Once completed, the facility will be the largest of its kind within the province.
Distribution over square footage
Working at an advisory firm has given Malik valuable insight into the way cannabis companies think once the market normalizes in 2020–his former clients comprise six of the nine largest companies in Canada.
“It’s going to be squeezing by the big guys that can control distribution channels and other sophisticated things because they have the balance sheets to do it,” he said.
To combat this, Biome Grow has established distribution networks like their deal with NL instead of worrying about the size of their facilities.
Whereas every cannabis company in the market is constantly touting “fully funded capacity,” slating expensive build-outs in the near-term while praying for a supply deal, Biome Grow has their product already spoken for before all their facilities are even finished construction.
“Worst case scenario, if my facility takes too long to build I can just buy product from somewhere else and satisfy my supply commitments whereas these other guys will have to sell to me because they will have nowhere else to sell their product,” Malik said.
This obsession over square footage can be less profitable than most companies might think, according to Malik. While some companies may believe they’ll be able to sell off their facilities for much-needed capital should the need arise, this may not be true.
Malik said he spoke with Bruce Linton, CEO of Canopy (WEED.T) about this very issue. The problem with this line of thinking, according to Malik, is that many production facilities are poorly designed and have unpredictably output.
“These are highly labour-intensive facilities and they are incredibly unsophisticated,” Malik said, linking Canada’s recreational cannabis shortage to the insufficient design of production facilities.
He said the only reason these facilities are able to operate is because the margins on medical cannabis are so much higher than anywhere else in agriculture, a sector where these methods would be normally be unsustainable.

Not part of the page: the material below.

PR #76, opened 2023-04-19
feat: keep info after navigating [TOL-1080]

YvesRijckaert:
- Activate persisting data across page navigation
- Ensure callback is only called for active subscriptions in restore method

“How we’re addressing this is by taking automation that exists in other parts of agriculture, alongside other things outside of agriculture, and marrying it into a cannabis production facility,” Malik said.
It’s about more than just distribution and state-of-the-art facilities, however. International distribution deals and production facilities overseas are crucial to a cannabis company’s growth.
Malik said Biome Grow will be making announcements concerning its international reach in the coming weeks: “In about two to three years, we’ll be a medium-sized player in Canada but we’ll be a very large player overseas.”
As people who are paid to watch the potential movers and shakers in the cannabis industry, we can’t wait to see what Biome Grow does next.
Full disclosure: Biome Grow is an Equity Guru marketing client.